• _Problem to work on_
Counting only lines that contain "core", how many are there in the records below? Give the figure alone.

+++++

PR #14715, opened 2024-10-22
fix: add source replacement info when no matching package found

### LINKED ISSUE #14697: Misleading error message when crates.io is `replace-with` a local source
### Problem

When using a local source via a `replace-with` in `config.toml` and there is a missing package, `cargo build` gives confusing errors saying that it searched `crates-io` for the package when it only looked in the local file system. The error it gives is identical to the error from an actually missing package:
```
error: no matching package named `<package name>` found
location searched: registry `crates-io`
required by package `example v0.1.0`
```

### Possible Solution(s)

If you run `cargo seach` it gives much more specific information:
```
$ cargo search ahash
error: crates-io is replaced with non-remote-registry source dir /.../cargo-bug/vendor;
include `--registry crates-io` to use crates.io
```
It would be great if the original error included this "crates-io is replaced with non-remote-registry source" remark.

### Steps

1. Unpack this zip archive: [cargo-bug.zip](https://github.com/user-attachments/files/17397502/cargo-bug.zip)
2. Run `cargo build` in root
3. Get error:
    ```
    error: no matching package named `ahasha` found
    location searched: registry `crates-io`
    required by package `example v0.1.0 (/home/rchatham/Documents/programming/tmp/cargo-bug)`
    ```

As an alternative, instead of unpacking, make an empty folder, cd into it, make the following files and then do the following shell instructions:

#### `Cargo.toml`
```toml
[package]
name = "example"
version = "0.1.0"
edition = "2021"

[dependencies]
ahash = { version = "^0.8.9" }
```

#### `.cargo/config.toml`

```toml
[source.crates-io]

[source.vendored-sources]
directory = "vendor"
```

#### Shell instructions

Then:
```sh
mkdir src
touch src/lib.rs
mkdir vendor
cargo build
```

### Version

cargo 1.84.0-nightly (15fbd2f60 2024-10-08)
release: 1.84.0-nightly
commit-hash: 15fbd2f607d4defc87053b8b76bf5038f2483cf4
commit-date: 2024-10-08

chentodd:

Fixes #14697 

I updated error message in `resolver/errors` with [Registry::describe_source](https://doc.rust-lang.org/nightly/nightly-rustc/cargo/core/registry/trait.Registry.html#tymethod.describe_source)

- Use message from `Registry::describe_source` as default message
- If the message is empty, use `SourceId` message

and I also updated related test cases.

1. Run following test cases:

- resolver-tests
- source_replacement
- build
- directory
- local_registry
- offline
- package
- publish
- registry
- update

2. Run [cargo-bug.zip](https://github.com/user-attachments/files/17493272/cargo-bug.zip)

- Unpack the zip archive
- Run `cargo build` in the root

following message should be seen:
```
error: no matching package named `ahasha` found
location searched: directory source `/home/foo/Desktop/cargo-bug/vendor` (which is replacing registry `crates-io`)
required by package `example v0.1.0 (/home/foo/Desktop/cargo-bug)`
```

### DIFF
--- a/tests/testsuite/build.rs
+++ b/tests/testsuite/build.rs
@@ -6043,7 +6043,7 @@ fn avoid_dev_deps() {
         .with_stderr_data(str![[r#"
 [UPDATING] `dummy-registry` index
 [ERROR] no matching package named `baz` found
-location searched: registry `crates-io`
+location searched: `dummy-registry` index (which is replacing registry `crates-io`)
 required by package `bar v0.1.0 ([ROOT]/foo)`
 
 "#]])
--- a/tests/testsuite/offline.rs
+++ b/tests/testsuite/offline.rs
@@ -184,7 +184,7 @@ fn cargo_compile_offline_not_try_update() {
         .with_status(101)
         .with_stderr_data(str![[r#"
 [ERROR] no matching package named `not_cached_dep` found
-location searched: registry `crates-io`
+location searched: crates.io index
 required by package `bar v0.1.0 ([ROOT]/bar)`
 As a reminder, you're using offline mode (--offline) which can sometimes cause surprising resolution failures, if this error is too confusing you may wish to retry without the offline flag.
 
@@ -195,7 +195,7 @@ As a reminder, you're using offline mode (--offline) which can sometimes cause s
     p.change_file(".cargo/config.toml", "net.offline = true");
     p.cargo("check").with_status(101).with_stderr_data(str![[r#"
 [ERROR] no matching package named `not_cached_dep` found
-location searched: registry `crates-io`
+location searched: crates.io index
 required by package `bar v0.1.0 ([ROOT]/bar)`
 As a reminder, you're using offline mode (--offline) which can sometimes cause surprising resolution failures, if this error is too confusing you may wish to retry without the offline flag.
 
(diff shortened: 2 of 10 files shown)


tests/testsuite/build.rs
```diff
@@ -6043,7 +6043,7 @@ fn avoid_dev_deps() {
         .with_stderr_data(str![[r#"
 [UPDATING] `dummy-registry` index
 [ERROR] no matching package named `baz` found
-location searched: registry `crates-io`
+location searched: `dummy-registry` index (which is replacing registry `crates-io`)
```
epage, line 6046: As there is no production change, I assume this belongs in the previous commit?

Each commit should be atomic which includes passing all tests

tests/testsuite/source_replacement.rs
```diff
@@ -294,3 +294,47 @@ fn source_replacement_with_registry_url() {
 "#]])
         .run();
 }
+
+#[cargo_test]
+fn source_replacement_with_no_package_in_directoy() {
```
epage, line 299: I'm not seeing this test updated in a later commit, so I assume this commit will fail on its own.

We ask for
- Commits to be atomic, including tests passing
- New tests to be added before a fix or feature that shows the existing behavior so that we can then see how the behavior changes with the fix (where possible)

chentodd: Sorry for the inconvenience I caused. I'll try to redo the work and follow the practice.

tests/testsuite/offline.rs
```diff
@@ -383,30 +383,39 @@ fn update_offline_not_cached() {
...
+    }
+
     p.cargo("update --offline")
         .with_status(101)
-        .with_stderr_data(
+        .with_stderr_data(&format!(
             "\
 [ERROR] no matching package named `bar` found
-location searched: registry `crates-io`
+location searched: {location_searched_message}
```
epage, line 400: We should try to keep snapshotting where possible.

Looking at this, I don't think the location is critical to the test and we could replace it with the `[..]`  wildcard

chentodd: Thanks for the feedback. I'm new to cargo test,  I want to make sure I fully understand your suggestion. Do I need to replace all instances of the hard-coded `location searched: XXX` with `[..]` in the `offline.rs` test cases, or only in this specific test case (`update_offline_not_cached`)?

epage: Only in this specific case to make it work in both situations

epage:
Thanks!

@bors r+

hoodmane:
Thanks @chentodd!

+++++

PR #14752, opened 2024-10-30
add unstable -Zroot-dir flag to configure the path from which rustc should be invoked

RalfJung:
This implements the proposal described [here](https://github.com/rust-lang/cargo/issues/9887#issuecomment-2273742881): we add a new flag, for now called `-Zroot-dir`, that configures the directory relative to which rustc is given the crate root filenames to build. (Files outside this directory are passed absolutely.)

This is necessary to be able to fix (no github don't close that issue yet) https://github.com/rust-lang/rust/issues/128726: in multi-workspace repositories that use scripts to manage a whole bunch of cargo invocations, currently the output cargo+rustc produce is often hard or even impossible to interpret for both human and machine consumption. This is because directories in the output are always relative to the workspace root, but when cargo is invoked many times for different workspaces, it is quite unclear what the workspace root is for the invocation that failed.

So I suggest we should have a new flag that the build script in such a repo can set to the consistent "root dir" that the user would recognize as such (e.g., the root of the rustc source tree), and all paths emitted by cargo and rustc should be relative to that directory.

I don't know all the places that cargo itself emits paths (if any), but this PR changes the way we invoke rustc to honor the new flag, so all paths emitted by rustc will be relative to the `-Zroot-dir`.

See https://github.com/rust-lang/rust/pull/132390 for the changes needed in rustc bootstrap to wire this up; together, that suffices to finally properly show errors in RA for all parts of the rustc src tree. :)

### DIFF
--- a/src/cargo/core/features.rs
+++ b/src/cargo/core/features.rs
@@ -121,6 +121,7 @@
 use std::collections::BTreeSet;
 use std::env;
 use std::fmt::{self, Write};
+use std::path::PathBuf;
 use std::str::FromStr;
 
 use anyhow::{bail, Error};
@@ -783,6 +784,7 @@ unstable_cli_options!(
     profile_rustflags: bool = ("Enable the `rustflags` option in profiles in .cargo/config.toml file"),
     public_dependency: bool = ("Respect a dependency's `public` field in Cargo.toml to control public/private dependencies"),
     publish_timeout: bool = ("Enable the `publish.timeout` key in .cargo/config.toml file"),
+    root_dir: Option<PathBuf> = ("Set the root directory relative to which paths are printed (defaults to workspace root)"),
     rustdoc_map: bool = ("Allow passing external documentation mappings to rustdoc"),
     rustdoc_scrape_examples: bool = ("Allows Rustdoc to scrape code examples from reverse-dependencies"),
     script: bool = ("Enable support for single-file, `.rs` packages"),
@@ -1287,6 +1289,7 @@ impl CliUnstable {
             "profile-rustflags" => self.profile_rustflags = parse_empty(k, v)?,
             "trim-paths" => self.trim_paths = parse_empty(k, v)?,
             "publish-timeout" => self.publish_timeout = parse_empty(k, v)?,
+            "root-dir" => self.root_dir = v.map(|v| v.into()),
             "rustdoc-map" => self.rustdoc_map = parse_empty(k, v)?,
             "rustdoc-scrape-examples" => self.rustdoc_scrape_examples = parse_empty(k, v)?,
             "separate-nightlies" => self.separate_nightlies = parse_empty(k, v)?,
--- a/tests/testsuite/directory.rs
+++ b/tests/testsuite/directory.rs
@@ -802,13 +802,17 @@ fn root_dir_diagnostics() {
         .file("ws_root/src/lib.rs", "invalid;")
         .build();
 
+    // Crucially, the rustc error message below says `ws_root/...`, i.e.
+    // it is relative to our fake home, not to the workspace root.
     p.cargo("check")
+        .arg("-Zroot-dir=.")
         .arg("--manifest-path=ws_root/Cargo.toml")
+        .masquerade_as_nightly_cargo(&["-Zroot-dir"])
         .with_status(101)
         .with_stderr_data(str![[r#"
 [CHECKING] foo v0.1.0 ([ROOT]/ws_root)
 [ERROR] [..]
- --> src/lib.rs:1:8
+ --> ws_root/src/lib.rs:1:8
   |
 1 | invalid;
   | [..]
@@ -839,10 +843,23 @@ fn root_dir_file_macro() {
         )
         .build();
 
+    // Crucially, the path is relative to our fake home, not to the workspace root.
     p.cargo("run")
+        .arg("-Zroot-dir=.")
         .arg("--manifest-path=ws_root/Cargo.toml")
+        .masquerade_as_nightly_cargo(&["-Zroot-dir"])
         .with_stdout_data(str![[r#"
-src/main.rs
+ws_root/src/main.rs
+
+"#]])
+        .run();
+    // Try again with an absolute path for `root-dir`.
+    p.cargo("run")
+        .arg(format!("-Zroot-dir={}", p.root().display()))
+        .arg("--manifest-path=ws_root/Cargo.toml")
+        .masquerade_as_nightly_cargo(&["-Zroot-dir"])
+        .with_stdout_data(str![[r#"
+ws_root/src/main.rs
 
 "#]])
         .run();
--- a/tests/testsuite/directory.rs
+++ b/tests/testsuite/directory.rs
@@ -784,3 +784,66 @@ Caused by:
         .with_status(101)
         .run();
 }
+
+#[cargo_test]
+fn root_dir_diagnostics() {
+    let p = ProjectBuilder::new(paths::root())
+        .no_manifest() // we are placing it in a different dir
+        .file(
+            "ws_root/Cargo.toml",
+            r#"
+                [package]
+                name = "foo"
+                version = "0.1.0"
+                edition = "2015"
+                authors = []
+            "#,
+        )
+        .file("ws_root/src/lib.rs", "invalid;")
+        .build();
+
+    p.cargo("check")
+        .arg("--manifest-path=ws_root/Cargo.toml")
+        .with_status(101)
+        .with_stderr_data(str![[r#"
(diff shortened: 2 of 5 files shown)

+++++

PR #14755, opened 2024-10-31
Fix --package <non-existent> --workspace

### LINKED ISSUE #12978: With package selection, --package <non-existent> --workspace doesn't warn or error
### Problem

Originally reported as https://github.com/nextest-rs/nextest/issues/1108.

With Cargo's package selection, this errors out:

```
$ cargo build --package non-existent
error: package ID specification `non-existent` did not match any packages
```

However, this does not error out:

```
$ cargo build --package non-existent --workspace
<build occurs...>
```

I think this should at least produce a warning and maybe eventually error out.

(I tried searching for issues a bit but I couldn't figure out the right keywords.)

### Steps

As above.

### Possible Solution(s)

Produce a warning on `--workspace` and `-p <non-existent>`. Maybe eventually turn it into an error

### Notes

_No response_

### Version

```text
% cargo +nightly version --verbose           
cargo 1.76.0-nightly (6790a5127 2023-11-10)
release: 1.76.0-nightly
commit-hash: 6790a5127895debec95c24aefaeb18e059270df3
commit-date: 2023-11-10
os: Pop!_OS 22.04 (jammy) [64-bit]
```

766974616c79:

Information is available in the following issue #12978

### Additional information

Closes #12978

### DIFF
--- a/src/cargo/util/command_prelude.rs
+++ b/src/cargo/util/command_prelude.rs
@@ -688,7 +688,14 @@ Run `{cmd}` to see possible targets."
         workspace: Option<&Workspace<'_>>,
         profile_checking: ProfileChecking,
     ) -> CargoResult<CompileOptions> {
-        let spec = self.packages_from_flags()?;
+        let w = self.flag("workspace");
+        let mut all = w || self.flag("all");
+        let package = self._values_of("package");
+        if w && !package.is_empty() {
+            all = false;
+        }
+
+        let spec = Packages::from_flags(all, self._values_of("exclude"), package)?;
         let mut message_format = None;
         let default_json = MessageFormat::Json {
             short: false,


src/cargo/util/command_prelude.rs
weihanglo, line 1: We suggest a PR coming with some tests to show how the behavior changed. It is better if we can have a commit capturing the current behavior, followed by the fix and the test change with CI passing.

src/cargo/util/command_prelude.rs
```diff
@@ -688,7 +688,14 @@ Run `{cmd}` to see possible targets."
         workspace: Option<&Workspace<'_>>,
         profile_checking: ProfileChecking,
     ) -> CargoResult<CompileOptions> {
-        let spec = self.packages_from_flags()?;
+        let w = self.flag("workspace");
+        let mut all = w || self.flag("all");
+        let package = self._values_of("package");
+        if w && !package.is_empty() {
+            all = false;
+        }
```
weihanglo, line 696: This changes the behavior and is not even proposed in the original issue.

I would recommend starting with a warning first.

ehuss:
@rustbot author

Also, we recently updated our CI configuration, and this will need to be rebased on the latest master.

+++++

• _Response to this exercise_
3